Rogan figured out a neat approach for pipelining with curl using the config option, the resulting code looks like this:
time curl -s --config \ <(for x in \ $(curl -s --config \ <(for i in `seq 1 3` do echo "url=http://127.0.0.1:8080/$i" done) \ | grep -oE "AS[0-9]{1,9}" \ | sort -u) do echo "url=http://127.0.0.1:8080/$x" done) \ | grep -Eo '[0-9\.]{7,15}\/[0-9]{1,2}' \ | sort -u
This creates a list of url=… with newlines between them, and feeds that to curl as a config file with a shell redirect <.

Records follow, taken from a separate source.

PR #1281, opened 2023-02-04
Feature/orebro tsm 2

Sunix71:
A development of the tool document manager 2.0 in new-admin so that you can select multiple events in a story map. And in new-client so that you can click on a document link and get multiple events at the same time. You can now also choose to place an event on a headline menu.


Hallbergs (changes requested):
It seems that the `MenuConnectionSelector` is duplicated? The code is basically the same between all three components. You should create one generic component and re-use that one.

I would suggest reading up on "Thinking in react" or the docs, see: https://beta.reactjs.org/.

Sunix71:
Okay, now I have rewritten the code in one component, but I don't know if it's particularly generic because there are 3 different separate columns being displayed. But with this, I may be one step closer to the goal anyway. Thank you for input !

Hallbergs:
Just added an example of how it can be made more generic. Test it out, and let me know if it works.

Sunix71:
It works very well and is generic in its construction. Very good.

Hallbergs:
Gonna let @jacobwod test with his config, then we can merge

jacobwod:
Tested, seems to work as intended so it's good to go for me.

Hallbergs (approved):

PR #1283, opened 2023-02-06
Feature/1264 bookmarks cookies verification

### LINKED ISSUE #1264: Add verification for cookies usage in Bookmarks plugin
**Description**
The current implementation of the Bookmarks plugin uses localStorage to store bookmarks, but it does not ensure that the user has consented to the use of cookies.

**Suggested Solutions**
- Do not store any data in localStorage if the user declines the use of cookies.
- Inform the user within the plugin if they have declined to use cookies and add a button to enable it again.

linusfj:
Closes #1264.


Hallbergs (approved):
Nice!

Issue #5177, opened 2025-01-21
native symbol names in vmprof, when running nightly builds


cfbolz:
originally @Cskorpion and I thought that #5114 would fix the problem of showing symbols of native functions in vmprof. However, it turns out it only works for locally built pypys, the nightly builds still have the same problem.

To fix this we would have to ship a recent version of libunwind. @Cskorpion has prepared the necessary changes to the release script so that we ship the `.so`, and will open a PR.  he has also changed the dockerfile of the buildbot container to build the correct libunwind, I'll open a PR for that.

cfbolz:
@mattip should we do the build of a recent libunwind in the Dockerfile, or rather in ``lib_pypy/pypy_tools/build_cffi_imports.py``?

mattip:
The advantage of the docker build is that we only do it once. But if the time to build is small, maybe it makes sense to remain flexible and rebuild on every buildbot run. The docker files are here https://foss.heptapod.net/pypy/buildbot/-/tree/branch/default/docker?ref_type=heads

cfbolz:
I think the docker files also make a bit more sense because `build_cffi_imports.py` is really meant for things written with cffi, which is no the case for `_vmprof`. I'll give a PR to the Dockerfiles a go then.

cfbolz:
here's my pr for the dockerfiles: https://foss.heptapod.net/pypy/buildbot/-/merge_requests/7/diffs

mattip:
The PR for the dockerfiles was merged, and the images are in use on x86_64, x86_32, and aarch64. Although it seems `VMP_SUPPORTS_NATIVE_PROFILING` will not be defined for aarch64. This comes from upstream? https://github.com/pypy/pypy/blob/eb65c6bab13b77c8cbcbb48b478aa467b8ba4243/rpython/rlib/rvmprof/src/shared/vmprof.h#L51-L55

mattip:
#5180 was merged, and the libunwind from the buildbots is packaged with the portable builds on linux. Latest nightly builds should be available in a couple of hours. Can you check that all the pieces are in place to show native symbols?

Cskorpion:
As for the nightly build `2025-01-24` (x86_64 linux) `libunwind.so` is included in the lib folder and is loaded at runtime to resolve names.

Example profile in the Firefox-Profiler UI:

![Image](https://github.com/user-attachments/assets/81472e7b-a02c-49d0-b241-347ca9d077bd)

cfbolz:
[...]

PR #5180, opened 2025-01-22
VMProf: find native symbol names via libunwind & ship libunwind 

Cskorpion:
This will allow VMProf to find native function names via libunwind's function `unw_get_proc_name_by_ip`, which usually finds names, that `dladdr` and `libbacktrace` won't find.

The changes in `make_portable.py` will add `libunwind.so` to the list of dependencies, so that it will be shipped with the PyPy shared object and can be loaded at runtime in `symboltable.c`.

As described by @cfbolz in #5177, a buildbot would need to build a recent version of libunwind for this to work.

### DIFF
--- a/pypy/tool/release/make_portable.py
+++ b/pypy/tool/release/make_portable.py
@@ -122,9 +122,10 @@ def make_portable():
 
     deps = gather_deps(binaries)
 
-    # Add libunwind manually, because its no binarys dependency (we load libunwind at runtime with dlsym)
-    # Must be set to the path where libunwind is installed to in dockerfile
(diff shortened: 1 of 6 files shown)


mattip:
LGTM thanks. Should we backport some of this to upstream vmprof? Is it useful for CPython as well? If not, we need to adjust the [test for shared files](https://github.com/pypy/pypy/blob/eb65c6bab13b77c8cbcbb48b478aa467b8ba4243/rpython/rlib/rvmprof/test/test_file.py#L15) and add the new files to the list of excluded ones.

mattip:
If there are more commits needed, please start a new branch from `'main'` rather than continuing from `'vmprof-native-profiling-name'`

PR #5192, opened 2025-02-04
revert rvmprof resolve_address via libunwind

mattip:
Revert rvmprof changes in #5180 to create a rvmprof `resolve_address` function that uses `libunwind`. Related to #5186


mattip:
Lastest nightly run with the `/modules/_vprof` ELF-parsing code passed cleanly, so this can go in.

PR #5200, opened 2025-02-08
Adjust sqlite_*int64 types to match upstream

mgorny:
The sqlite3 int64 types are defined as:

```
  typedef long long int sqlite_int64;
  typedef unsigned long long int sqlite_uint64;
```

This technically is distinct from `int64_t` and `uint64_t` (that are defined as plain `[unsigned] long int` on 64-bit architectures). Adjust the definitions in `_sqlite3_build.py` to match.

### DIFF
--- a/lib_pypy/_sqlite3_build.py
+++ b/lib_pypy/_sqlite3_build.py
@@ -168,8 +168,8 @@ typedef ... sqlite3;
 typedef ... sqlite3_stmt;
 typedef ... sqlite3_context;
 typedef ... sqlite3_value;
-typedef int64_t sqlite3_int64;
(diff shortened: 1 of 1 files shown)


cfbolz:
the change makes sense, but it should target the py3.10 branch. The same problem is there. I'll do it manually by cherry-picking the change.

cfbolz:
done: https://github.com/pypy/pypy/commit/9031a0d591b40b91e975c547279cb09f8915e837
(and merged to py3.11 too)

mgorny:
Thanks! Curious enough, I didn't experience the compile failure with PyPy3.10.

Issue #5199, opened 2025-02-07
`-Wlto-type-mismatch` with pypysig_counter in 7.3.18


thesamesam:
When building pypy3_10-7.3.18 in Gentoo with LTO (and using `-Werror=lto-type-mismatch`), I got:
```
/var/tmp/portage/dev-python/pypy3_10-exe-7.3.18/work/pypy3.10-v7.3.18-src/rpython/translator/c/src/signals.h:46:41: error: type of ‘pypysig_counter’ does not match original declaration [-Werror=lto-type-mismatch]
   46 | RPY_EXPORTED struct pypysig_long_struct pypysig_counter;
      |                                         ^
signals.c:45:28: note: ‘pypysig_counter’ was previously declared here
   45 | struct pypysig_long_struct pypysig_counter = {
      |                            ^
lto1: some warnings being treated as errors
lto-wrapper: fatal error: x86_64-pc-linux-gnu-gcc returned 1 exit status
compilation terminated.
/usr/lib/gcc/x86_64-pc-linux-gnu/15/../../../../x86_64-pc-linux-gnu/bin/ld: error: lto-wrapper failed
collect2: error: ld returned 1 exit status
make: *** [Makefile:1106: pypy3.10-c] Error 1
```

7.3.17 was fine. Full log (xz-compressed): https://bugs.gentoo.org/attachment.cgi?id=918312.

thesamesam:
Thanks, let me have a look.

thesamesam:
It's similar to https://gcc.gnu.org/PR114218. The issue is differing values for `PATH_MAX`. If you include `limits.h` before including `signals.h`, it's fine, but if you don't, you get the fallback value of 1024.

This fixes it, but it's likely not portable enough:
```
--- a/rpython/translator/c/src/signals.h
+++ b/rpython/translator/c/src/signals.h
@@ -1,6 +1,7 @@
 #ifndef _PYPY_SIGNALS_H
 #define _PYPY_SIGNALS_H

+#include <limits.h>
 #include "src/precommondefs.h"
```

cfbolz:
ah, I see! thank you. given that signals.c unconditionally includes limits.h, we should be fine having it in signals.h (probably *after* precommondefs.h). does that fix things for you?

thesamesam:
That works. Submitted https://github.com/pypy/pypy/pull/5202.

PR #5202, opened 2025-02-10
Fix LTO issue with pypysig_counter

thesamesam:
If `limits.h` isn't included, we get two values in use for `PATH_MAX` -
one is the fallback defined by `signals.h`, and the other is the one
that `signals.c` sees when it includes `limits.h`. This is a problem
with LTO if another object included limits.h and picked up a different
definition of `pypysig_counter`, showing up as -Wlto-type-mismatch.

Fix that by including `limits.h` unconditionally. signals.c already
does that so it should be fine.

Closes: #5199

### DIFF
--- a/rpython/translator/c/src/signals.h
+++ b/rpython/translator/c/src/signals.h
@@ -24,10 +24,6 @@ int pypysig_poll(void);   /* => signum or -1 */
 RPY_EXTERN
 void pypysig_pushback(int signum);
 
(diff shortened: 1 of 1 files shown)


thesamesam:
I think the CI failure is unrelated (it seems flaky looking at recent commits).

thesamesam:
@cfbolz can you take a look?

thesamesam:
Thank you!

PR #5235, opened 2025-03-02
py3.11: raise `SyntaxError` on null bytes, to match CPython 3.11

### LINKED ISSUE #5234: PyPy3.11: "source code string cannot contain null bytes" exception should be `SyntaxError` in Python 3.11.4+
Not a big deal, but should be trivial to fix. I can make a patch later, since I can't test it right now.

Relevant code from pycodestyle's test suite:

```py
        if sys.version_info < (3, 11, 4):  # pragma: <3.11 cover
            expected = ["stdin:1:1: E901 ValueError: source code string cannot contain null bytes"]  # noqa: E501
        elif sys.version_info < (3, 12):  # pragma: <3.12 cover  # pragma: >=3.11 cover  # noqa: E501
            expected = ["stdin:1:1: E901 SyntaxError: source code string cannot contain null bytes"]  # noqa: E501
        else:  # pragma: >=3.12 cover
            expected = [
                "stdin:1:1: E901 SyntaxError: source code string cannot contain null bytes",   # noqa: E501
                "stdin:1:1: E901 TokenError: source code cannot contain null bytes",   # noqa: E501
            ]
```

mgorny:
Raise `SyntaxError` rather than `ValueError` on null bytes in source code, to match the behavior of Python 3.11.4+.

Fixes #5234

### DIFF
--- a/lib-python/3/test/test_ast.py
+++ b/lib-python/3/test/test_ast.py
@@ -864,8 +864,7 @@ class AST_Tests(unittest.TestCase):
         check_limit("a", "*a")
 
     def test_null_bytes(self):
-        # PyPy raises a ValueError
-        with self.assertRaises((SyntaxError, ValueError),
+        with self.assertRaises(SyntaxError,
             msg="source code string cannot contain null bytes"):
             ast.parse("a\0b")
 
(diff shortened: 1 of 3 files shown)


mattip:
Thanks

mgorny:
Thank you!

PR #5241, opened 2025-03-07
Fix `datetime.*.fromisoformat()` to reject spaces in fraction part

mgorny:
Fix pure Python implementation of `fromisoformat()` to reject spaces in fractional part of time specifications.  This matches the behavior of the C implementation in CPython, and prevents the method from parsing them incorrectly.

This fixes Django's test suite by enabling a fallback to their own (working) parser.

Backports: https://github.com/python/cpython/pull/130962


mgorny:
Sending it now, since I've prepared the backport for Gentoo already — but we may want to wait for CPython review before merging.

mattip:
Thanks

PR #5260, opened 2025-04-10
perf: optimize splitlines method performance

MoYeRanqianzhi:
Improve performance of splitlines method for both regular strings and Unicode strings:

- Add fast path for empty strings
- Pre-calculate maximum possible line count and pre-allocate result list
- Reduce number of list resizing operations
- Optimize memory usage and allocation patterns
- Improve main loop structure and character comparison logic
- Add clear comments explaining the implementation

This addresses the splitlines performance issue mentioned in the TODO file, with significant improvements for large multi-line strings.

Modified files:
- rpython/rtyper/rstr.py
- pypy/objspace/std/unicodeobject.py

Thank you for contributing to PyPy. Please be sure to target one of our active branches:
- `main` for pypy2.7 and rpython changes
- `py3.10` for the legacy python3.10 branch
- `py3.11` for the current development branch targeting python3.11

Do not target the `branch/*` branches, they are artifacts of our migration from mercurial to git.

### DIFF
--- a/pypy/objspace/std/unicodeobject.py
+++ b/pypy/objspace/std/unicodeobject.py
@@ -664,19 +664,39 @@ class W_UnicodeObject(W_Root):
     def descr_splitlines(self, space, keepends=False):
         value = self._utf8
         length = len(value)
-        strs_w = []
+
+        # Fast path for empty strings
+        if length == 0:
+            return space.newlist([])
+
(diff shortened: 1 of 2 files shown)


mattip:
What kind of speed up do you get with these changes?

cfbolz:
the approach looks reasonable! I agree with @mattip though, could you please tell us what measurements you did and the improvements you saw?

PR #5262, opened 2025-04-21
Remove some duplicate code from `_cffi_ssl` module

mgorny:
Remove some duplicate code that I've discovered in `_cffi_ssl` module while debugging https://github.com/python-trio/trio/issues/3253.


mattip:
Thanks @mgorny

mgorny:
Thanks!

PR #5263, opened 2025-04-21
[_cffi_ssl] Add missing LIB_ERR_SYS handling

mgorny:
Add missing handlers for `LIB_ERR_SYS` in `pyssl_error()`.  This was added to CPython in python/cpython@f4b31edf2d9d72878dab1f66a36913b5bcc848ec, and seems to be required for OpenSSL 3.4+.

Adding this handler fixes flaky test failures reported in python-trio/trio#3253.


mattip:
Thanks @mgorny

PR #5537, opened 2026-07-30
jit: fix get_fielddescr_index_in() double-counting the fields that precede an inlined sub-struct

youknowone:
The bug doesn't affect actual code because pypy doesn't hit this line.

The description below and test is AI-generated.

----

The three conditions

The wrong index is produced only when all three hold at once. Each one on its own is harmless, which is why the defect sat in the tree undetected.

1. The struct must contain an inlined sub-struct.
The bad line lives in the elif isinstance(FIELD, lltype.Struct) branch. A struct whose fields are all primitives or pointers never enters it, and the function is then a plain 0,1,2,… counter that is correct.

2. That inlined sub-struct must be preceded by at least one already-counted field.
The recursion is seeded with the running cur_index, so its not-found answer is a running total, not an increment — but the caller adds it with +=. When the inlined struct sits at position 0 the running total is 0, and adding it twice adds nothing, so the answer comes out right by accident:
```
S2(inner, c)        cur_index was 0, recursion reports total=2
  buggy : cur_index += 2  ->  2
  fixed : cur_index  = 2  ->  2      AGREE

S(a, inner, c)      cur_index was 1, recursion reports total=3
  buggy : cur_index += 3  ->  4
  fixed : cur_index  = 3  ->  3      DISAGREE
```
3. The field being looked up must lie after the inlined sub-struct — not before it and not inside it.
Fields before it return before the bad line ever runs, and fields inside it are returned straight out of the recursion (if r >= 0: return r), which was seeded correctly. Only what follows the inlined struct inherits the corrupted counter, together with the not-found total that an enclosing level would consume:

S(a, inner(x, y), c, d)      flattened: a=0 x=1 y=2 c=3 d=4

```
field  where                       expected  answer
a      before the inlined struct   0         0
x      inside the inlined struct   1         1
y      inside the inlined struct   2         2
c      AFTER the inlined struct    3         4   <-- WRONG
d      AFTER the inlined struct    4         5   <-- WRONG
```

not-found probe: -7, claiming 6 fields where there are 5

Why the conditions never meet in practice

Condition 2 is the one nothing in the tree satisfies. RPython models inheritance by inlining the base class as the first field, so every inlined sub-struct in a real rtyper-built type sits at position 0:

SUB._names = ('super', 'inst_x')
   position 0: super     INLINED STRUCT
   position 1: inst_x    plain field

Deeper hierarchies nest rather than accumulate siblings — SUBSUB(super=SUB(super=OBJECT, …), …) — so position 0 holds at every level. Instrumenting lltype.Struct.__init__ to log every GcStruct built while importing the major modules, plus a static scan of rpython/ and pypy/, found no GcStruct with an inlined sub-struct anywhere but position 0.

Two independent inlined structs as siblings would trigger it — the second one has a non-empty prefix — which is what test_index_after_two_inlined_structs covers. That shape is legal lltype; it simply has no instance today.

And nothing pointed at the gap from the other side either: rpython/jit/codewriter/test/test_heaptracker.py did not exist, so the function had no direct coverage at all.


youknowone:
failing tsets are same as c8a8b43148169f1c5b7ed76f159565e341244074

cfbolz:
yes, the CI test failures are spurious :-(. we are running more things on CI now, and it goes wrong, apparently

cfbolz:
I've merge in main, want to see whether the CI is happier now

PR #5538, opened 2026-07-30
jit: repair the stale rlist.ll_getitem() call in the codewriter builtin table

youknowone:
commit 72270f262488167a70bf4888aef9dcc42b388449 changed ll_getitem signature, but didn't update the its usage.


cfbolz:
can you explain what the effect of this problem is? does it have any effect on the real world?

youknowone:
I think this is not a real bug and they are not actually being used.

It’s a bit less readable, and much of the execution time gets hidden in the first curl process, but let’s check how it performs:
curl -s --config 0.69s user 0.60s system 9% cpu 14.336 total grep --color -Eo '[0-9\.]{7,15}\/[0-9]{1,2}' 13.97s user 0.10s system 98% cpu 14.339 total sort -u 0.14s user 0.05s system 1% cpu 14.522 total 14.522 total time 44 867 frames 292 995 529 bytes
Whoa, that’s half the time and more than half the number of frames of the multi process version. It’s only 1% smaller when looking at total bytes though. So the extra packets really do provide a lot of processing overhead, despite not resulting in much of a data increase.
Approach 3: Hybrid
Next up I wanted to if we could combine both approaches, which lead to some fun scripting. Here’s the result:
for x in $(for i in $(seq 1 3) do echo "http://127.0.0.1:8080/$i" done \ | xargs -L1 -P3 curl -s \ | grep -oE "AS[0-9]{1,9}" \ | sort -u) do echo "http://127.0.0.1:8080/$x" done \ | xargs -L287 -P20 curl -s \ |grep -Eo '[0-9\.]{7,15}\/[0-9]{1,2}' \ | sort -u
This doesn’t use Rogan’s nifty –config trick for curl, but rather just passes the URLs as input, and controls how many URLs will be pipelined with -L. I think it’s a little more readable. Given the first loop pulls three pages, it makes sense to do those simultaneously, hence -L1 -P3. For the latter one, I took the 5 703 pages that would need to be fetched, and divided them by our 20 processes from earlier, which gave me the 287.
This gives the following results:
for x in ; do; echo "http://127.0.0.1:8080/$x"; done 0.13s user 0.06s system 128% cpu 0.146 total xargs -L287 -P20 curl -s 0.83s user 1.16s system 13% cpu 14.541 total grep --color -Eo '[0-9\.]{7,15}\/[0-9]{1,2}' 13.64s user 0.28s system 95% cpu 14.543 total sort -u 0.13s user 0.05s system 1% cpu 14.704 total 14.704 total time 48 318 frames 293 187 882 bytes
So this ends up with much the same performance as the pipelined version, with a few thousand more frames and a few hundred more kilobytes.
Conclusion
Test | Base | Parallel | Pipelined | Hybrid |
Time m:s.ms | 2:07.94 | 31.337 | 14.522 | 14.704 |
Frames | 94 764 | 94 777 | 44 867 | 48 318 |
Data M | 282.21 | 282.39 | 279.42 | 279.60 |
If you need to make lots of smaller HTTP requests, use curl’s pipelining for maximum speed and bandwidth. If you find yourself needing a quick speed up for your average shell script, xargs -P is your friend. You could also use parallel (which ended up much slower in these tests), which would let you run the work across multiple hosts. Hopefully, you also picked up some shell script-fu.